(THE TASK): In the entries below, find the line with "private volatile Collection<TopicPartition>" and the line with "Why do you default". Reproduce those two lines and every line between them exactly, and nothing more.

(Collected data entries)
☆ ☆ ☆
PR #962, opened 2019-02-12
Fix ErrorHandler for Consumer Errors

garyrussell:
When a container-aware error handler is called from a
`ConcurrentMessageListenerContainer`, when the consumer throws an
exception (rather than the listener), the wrong container was
passed in the container argument. The child container was passed
in instead of the concurrent container.

__cherry-pick to 2.1.x__


artembilan:

Issue #950, opened 2019-01-29
Resolve TODO in KMLC


garyrussell:
See https://github.com/spring-projects/spring-kafka/issues/948

Wrap all exceptions in an LEFE.

PR #966, opened 2019-02-15
GH-950: Always wrap listener exception in LEFE

garyrussell:
Fixes https://github.com/spring-projects/spring-kafka/issues/950

Provide access to the `group.id` for all listener types, including
simple listeners.


artembilan:
Hm, i have just pushed that "What's New" change: https://github.com/spring-projects/spring-kafka/commit/acdc2686203e634d6ecbcc3bf40e973124989179
Didn't think that you are going to tackle it so fast 😄 

Please, consider to rebase and sorry for confuse with docs work...

garyrussell:
Yeah - I just figured I'd do it on the first PR that needs a doc change. np; fixing...

garyrussell:
Need to fix tests

PR #967, opened 2019-02-16
Fix some typos.

neetkee:


artembilan:
Great catches, Artem!

Please, compile the project via Gradle before before pushing commits here.
Or just run its `updateCopyrights` task directly! This way all your modified files are going to be updated in the Copyright part.
Although you need to revert the commit fist of all, so the files are not going to be treated as stashed. Otherwise the update is not going to happen.
Would be great to always run at at least `check` task locally before pushing to PRs.

Thanks for understand!

neetkee:
@artembilan pushed again, is it correct now?

artembilan:
👍 

Thank you very much; looking forward for more!

Issue #970, opened 2019-02-22
Add getGroupId() to MessageListenerContainer


joaomiguelsoares:
Hi, I want to create an API which receives the consumer group Id and I want to start/stop the corresponding listener container from reading messages from kafka.
How can I get all my listener container and it's consumer group for an app? Retrieving all the containers I can stop/start them, but until now I cannot find a way to retrieve all the Listener containers, unless my listeners are created through annotation **@KafkaListener**.

Can you help me?

**Affects Version(s):** 2.2.2.RELEASE

garyrussell:
Did you not read the issue template? GitHub issues are NOT for asking questions; use Stack Overflow for that (tagged spring-kafka). Issues are for reporting bugs or asking for new features.

You can get all containers created for `@KafkaListener` using the `KafkaListenerEndpointRegistry` bean.

You can get all containers defined as `@Bean`s from the `ApplicationContext` (`getBeansOfType`).

Once you have the container(s), to find the group id:

- `container.getContainerProperties().getGroupId()` (if a groupId was set on the container - or the `@KafkaListener` has an `id` or `groupId`).

If the groupId came from the consumer factory (it was not specifically set on the container) there is currently no way to get the group or the consumer factory properties from the container.

joaomiguelsoares:
Sorry for the inconvenience! 
I looked up of your implementation and I realized that the only way I can get the the groupId of a message listener is either by setting on the container Properties or by setting on the  `@KafkaListener`  annotation. If not, I could not match a message listener with a consumer group.
Another important feature that you might consider is: the `KafkaListenerEndpointRegistry` bean could, not only, register the listeners created by annotation, but  register the listeners created through @Bean.
On your project roadmap, do you have intentions to implement those features?

garyrussell:
We can certainly expose the actual group for the container as a property on the container itself (and we **will** do that in the next release scheduled for next month.

No, we can't change the registry to manage all containers, but we could, I suppose, add a convenience method, something like `getAllContainers()` which can present a merged collection of containers it manages together with the containers managed by the Spring application context.

joaomiguelsoares:
Nice, I'll wait for the next release to match all the containers with it's consumer group.

Yes, It was I nice to have if we can get all the containers on the registry.
Now, I will go for your suggestion, retrieve all containers by the applicationContext and by the registry, until the registry expose all the containers.
Do you have the intention to implement this on the next release?

Thanks in advance.

[...]

PR #971, opened 2019-02-22
GH-970: Add getGroupId() to containers

garyrussell:
Resolves https://github.com/spring-projects/spring-kafka/issues/970

- allow retrieval of the `group.id`, even if not set on the container properties
- also add `getAllListenerContainers` to the `RLERegistry` as a convenience
- also add `getListenerId` to return the id or bean name of the container

__cherry-pick to 2.2.x__


artembilan:
... and cherry-picked to `2.2.x`.

Issue #781, opened 2018-08-14
Add commitSyncDuration


garyrussell:
From the Kafka documentation:

>Overloads have also been added for other KafkaConsumer methods like partitionsFor, listTopics, offsetsForTimes, beginningOffsets, endOffsets and close that take in a Duration.

artembilan:
"Non-blocking"? How do they mean?
```
public void close(Duration timeout) {
        if (timeout.toMillis() < 0)
            throw new IllegalArgumentException("The timeout cannot be negative.");
        acquire();
        try {
            if (!closed) {
                closed = true;
                close(timeout.toMillis(), false);
            }
        } finally {
            release();
        }
    }

...
  try {
            if (coordinator != null)
                coordinator.close(Math.min(timeoutMs, requestTimeoutMs));
        } catch (Throwable t) {
            firstException.compareAndSet(null, t);
            log.error("Failed to close coordinator", t);
        }
        ClientUtils.closeQuietly(fetcher, "fetcher", firstException);
        ClientUtils.closeQuietly(interceptors, "consumer interceptors", firstException);
        ClientUtils.closeQuietly(metrics, "consumer metrics", firstException);
        ClientUtils.closeQuietly(client, "consumer network client", firstException);
        ClientUtils.closeQuietly(keyDeserializer, "consumer key deserializer", firstException);
        ClientUtils.closeQuietly(valueDeserializer, "consumer value deserializer", firstException);
        AppInfoParser.unregisterAppInfo(JMX_PREFIX, clientId, metrics);
        log.debug("Kafka consumer has been closed");
```

I don't see any async interaction...

More over looks like all those non-`Duration` APIs just delegate to the `Duration`-based:
```
public List<PartitionInfo> partitionsFor(String topic) {
       return partitionsFor(topic, Duration.ofMillis(defaultApiTimeoutMs));
}
```

What am I missing? Why doesn't that look for me as non-blocking?

Thanks

garyrussell:
We should also decide whether a `TimeoutException` is fatal for `start()` when checking for the existence of the partitions.

artembilan:
OK. All sounds good. Although I don't think that `org.apache.kafka.common.errors.TimeoutException` should be considered in boundaries of this issue.
But I'm not so good in guessing what you have in mind about Kafka 😄 

Thanks for sharing your thoughts!

PR #972, opened 2019-02-22
GH-781: Add commitSyncTimeout container property

garyrussell:
Resolves https://github.com/spring-projects/spring-kafka/issues/781

Also fix updateCopyright gradle task.

### DIFF
--- a/spring-kafka/src/main/java/org/springframework/kafka/listener/KafkaMessageListenerContainer.java
+++ b/spring-kafka/src/main/java/org/springframework/kafka/listener/KafkaMessageListenerContainer.java
@@ -463,6 +463,10 @@ public class KafkaMessageListenerContainer<K, V> // NOSONAR line count
 
 		private final boolean checkNullValueForExceptions;
 
+		private final boolean syncCommits = this.containerProperties.isSyncCommits();
+
+		private final Duration syncCommitTimeout;
+
 		private Map<TopicPartition, OffsetMetadata> definedPartitions;
 
 		private volatile Collection<TopicPartition> assignedPartitions;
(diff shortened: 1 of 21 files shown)


spring-kafka/src/main/java/org/springframework/kafka/listener/KafkaMessageListenerContainer.java
```diff
@@ -557,6 +561,34 @@ else if (listener instanceof MessageListener) {
...
+							.get(ConsumerConfig.DEFAULT_API_TIMEOUT_MS_CONFIG);
+				}
+				if (timeout instanceof Number) {
+					return Duration.ofMillis(((Number) timeout).longValue());
+				}
+				else if (timeout instanceof String) {
+					return Duration.ofMillis(Long.parseLong((String) timeout));
+				}
+				else {
+					return Duration.ofSeconds(60);
```
artembilan: Can the `timeout` from properties be as a `Duration` as well? 
Why there is no such an `else if` then?
Why do you default it to `60 secs` and no any WARN that  `timeout` is not of expected type?

spring-kafka/src/main/java/org/springframework/kafka/listener/KafkaMessageListenerContainer.java
```diff
@@ -1711,12 +1743,16 @@ protected void doInTransactionWithoutResult(TransactionStatus status) {
...
-					else if (KafkaMessageListenerContainer.this.getContainerProperties().isSyncCommits()) {
-						ListenerConsumer.this.consumer.commitSync(offsetsToCommit);
-					}
 					else {
-						ListenerConsumer.this.consumer.commitAsync(offsetsToCommit,
-								KafkaMessageListenerContainer.this.getContainerProperties().getCommitCallback());
+						ContainerProperties containerProps = KafkaMessageListenerContainer.this.getContainerProperties();
+						if (containerProps.isSyncCommits()) {
+							ListenerConsumer.this.consumer.commitSync(offsetsToCommit,
+									containerProps.getSyncCommitTimeout());
```
artembilan: Why don't you call `determineSyncCommitTimeout()` from here?

spring-kafka/src/main/java/org/springframework/kafka/listener/SeekToCurrentErrorHandler.java
```diff
@@ -130,7 +130,7 @@ else if (this.commitRecovered) {
 						new TopicPartition(record.topic(), record.partition()),
 						new OffsetAndMetadata(record.offset() + 1));
 				if (container.getContainerProperties().isSyncCommits()) {
-					consumer.commitSync(offsetToCommit);
+					consumer.commitSync(offsetToCommit, container.getContainerProperties().getSyncCommitTimeout());
```
artembilan: Can't we call `determineSyncCommitTimeout()` here as well?

spring-kafka/src/main/java/org/springframework/kafka/listener/KafkaMessageListenerContainer.java
garyrussell: Good point; I default it to 60 seconds because that's what the client defaults it to if it is not provided. But, I agree, it should only be that if it's `null`.

spring-kafka/src/main/java/org/springframework/kafka/listener/KafkaMessageListenerContainer.java
garyrussell: Because I set the property if it was null.

garyrussell: Because I set the property if it was null - see line 565.

spring-kafka/src/main/java/org/springframework/kafka/listener/KafkaMessageListenerContainer.java
garyrussell: Actually, I don't think Kafka will accept `Duration` there, but I'll add the code anyway.

artembilan:
```
#### Conflicting files
`spring-kafka/src/test/java/org/springframework/kafka/listener/KafkaMessageListenerContainerTests.java`
```

And will be ready for merge!

PR #973, opened 2019-02-23
Fix Consumer Property Overrides

garyrussell:
If the consumer properties object contains `default` properties,
they were ignored. `Properties.forEach()` does not return default
properties.

Use `stringPropertyNames()` instead.

**cherry-pick to 2.2.x**


artembilan:

Issue #990, opened 2019-03-08
Option to commit offsets when publishing to dead letter topic.


miklesw:
**Affects Version(s):**  latest

When max retries is reached, the DefaultAfterRollbackProcessor uses seek to skip the failing record. This means that the record will be processed when the app is restarted.

To work around this I extended the DeadLetterPublishingRecoverer to also commit the offset.

Alternatively the DefaultAfterRollbackProcessor could be configured to commit the offsets after rolling back the main transaction.

https://stackoverflow.com/questions/55023117/kafkatemplate-in-transactional-kafkalistener-publishes-messages-when-transaction

```
@Transactional(KAFKA_TRANSACTION_MANAGER)
class OffsetCommittingAndDeadLetterPublishingRecoverer(val template: KafkaTemplate<Any, Any>) :
    DeadLetterPublishingRecoverer(template) {

    override fun accept(record: ConsumerRecord<*, *>, exception: Exception) {
        super.accept(record, exception)

        val topicPartition = TopicPartition(record.topic(), record.partition())
        val offsetAndMetadata = OffsetAndMetadata(record.offset() +1)

        template.sendOffsetsToTransaction(
                mapOf(topicPartition to offsetAndMetadata)
            )
        }
}
```

anschnapp:
Sorry to write to this already closed ticket, if you think i should open a new one please let me know.

But my problem fits perfectly to the title of this issue. So i want to have an explicit commit after a dead letter was send. I want to avoid sending a dlq duplicate (or more if the are in a row)  after a consumer restart.

I'm not sure if the solution inside of DefaultAfterRollbackProcessor works for me.
Because it seems that this solution is only for circumstances where kafka transactions are used.
Which is not the case in my scenario. I have a quite simple setup (but with manual direct offset) where i want commit after each processed entry (even on dlq handled ones).

garyrussell:
Commenting on old, closed, issues is not a good idea; especially when unrelated since you are not using transactions.

The default behavior in supported versions is to commit the offset after an error handler successfully "handles" the error - see `CommonErrorHandler.ackAfterHandle()`. 

If you are seeing different behavior, open a new issue, providing a minimal, complete, reproducible example.

anschnapp:
Thanks for answering @garyrussell 

You are right that this is not the best place.
Yes the topic is slightly different but the title was a complete fit and also most of the description (until the example appears ;))

But if i might ask you one more question:

[...]

PR #991, opened 2019-03-08
GH-990: Run AfterRollbackProcessor in Tx

garyrussell:
Resolves https://github.com/spring-projects/spring-kafka/issues/990

Provide a mechanism to start a new transaction within which to invoke
the processor, so if it recovers the failed record, its offset can
be sent to the transaction.

**cherry-pick to 2.2.x**


artembilan:
... and cherry-picked to `2.2.x` as https://github.com/spring-projects/spring-kafka/commit/c226c9ee8bda4f28ee238917b5ab71f92f81c358 after fixing conflicts.

Issue #995, opened 2019-03-13
Memory leak in ErrorHandlingDeserializer2 ?


rahmanusta:
Hi,

I'm using Spring-Kafka 2.2.2, why ObjectOutputStream is not closed here? https://github.com/spring-projects/spring-kafka/blob/9dccd38b1f75f974a9162e6bb7581b9564bea4ad/spring-kafka/src/main/java/org/springframework/kafka/support/serializer/ErrorHandlingDeserializer2.java#L203  

May it cause a memory leak?

garyrussell:
We should probably close it, but why do you think it will cause a memory leak?

The underlying `ByteArrayOutputStream.close()` does nothing.

garyrussell:
`writeObject` drains the `BlockDataOutputStream` to the underlying BAOS...

```java
        /**
         * Writes all buffered data from this stream to the underlying stream,
         * but does not flush underlying stream.
         */
        void drain() throws IOException {
 ```

`flush()` and `close()` are no-ops for BAOS so closing really has no effect.

rahmanusta:
Yes, it looks safe to not close. Thanks for the details. I'm closing this issue.

PR #996, opened 2019-03-13
GH-995: Close ObjectOutputStream in EHD2

garyrussell:
Fixes https://github.com/spring-projects/spring-kafka/issues/995

Doesn't really make a difference because `writeObject()` drains
all data to the underlying output stream and `flush()` and `close()`
are no-ops for `ByteArrayOutputStream`.

But, technically, correct.

**cherry-pick to 2.2.x**


artembilan:

PR #997, opened 2019-03-13
Improve container test coverage

garyrussell:
From 78.5% to 83.8% and fix bugs found:

- Deprecate unused ctor
- Fix check for proper error handler for listener type

### DIFF
--- a/spring-kafka/src/test/java/org/springframework/kafka/listener/ErrorHandlingDeserializerTests.java
+++ b/spring-kafka/src/test/java/org/springframework/kafka/listener/ErrorHandlingDeserializerTests.java
@@ -171,7 +171,7 @@ public class ErrorHandlingDeserializerTests {
 		public ConsumerFactory<String, String> cf() {
 			Map<String, Object> props = KafkaTestUtils.consumerProps(TOPIC + ".g1", "false", embeddedKafka());
 			props.put(ConsumerConfig.AUTO_OFFSET_RESET_CONFIG, "earliest");
-			props.put(ConsumerConfig.VALUE_DESERIALIZER_CLASS_CONFIG, ErrorHandlingDeserializer2.class);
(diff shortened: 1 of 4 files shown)


spring-kafka/src/test/java/org/springframework/kafka/listener/ErrorHandlingDeserializerTests.java
```diff
@@ -171,7 +171,7 @@ else if (r.key() == null && t.getCause() instanceof DeserializationException) {
 		public ConsumerFactory<String, String> cf() {
 			Map<String, Object> props = KafkaTestUtils.consumerProps(TOPIC + ".g1", "false", embeddedKafka());
 			props.put(ConsumerConfig.AUTO_OFFSET_RESET_CONFIG, "earliest");
-			props.put(ConsumerConfig.VALUE_DESERIALIZER_CLASS_CONFIG, ErrorHandlingDeserializer2.class);
+			props.put(ConsumerConfig.VALUE_DESERIALIZER_CLASS_CONFIG, ErrorHandlingDeserializer2.class.getName());
 			props.put(ConsumerConfig.KEY_DESERIALIZER_CLASS_CONFIG, ErrorHandlingDeserializer2.class);
 			props.put(ErrorHandlingDeserializer2.KEY_DESERIALIZER_CLASS, FailSometimesDeserializer.class);
```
☆ ☆ ☆
(YOUR SOLUTION):
 		private volatile Collection<TopicPartition> assignedPartitions;
(diff shortened: 1 of 21 files shown)


spring-kafka/src/main/java/org/springframework/kafka/listener/KafkaMessageListenerContainer.java
```diff
@@ -557,6 +561,34 @@ else if (listener instanceof MessageListener) {
...
+							.get(ConsumerConfig.DEFAULT_API_TIMEOUT_MS_CONFIG);
+				}
+				if (timeout instanceof Number) {
+					return Duration.ofMillis(((Number) timeout).longValue());
+				}
+				else if (timeout instanceof String) {
+					return Duration.ofMillis(Long.parseLong((String) timeout));
+				}
+				else {
+					return Duration.ofSeconds(60);
```
artembilan: Can the `timeout` from properties be as a `Duration` as well? 
Why there is no such an `else if` then?
Why do you default it to `60 secs` and no any WARN that  `timeout` is not of expected type?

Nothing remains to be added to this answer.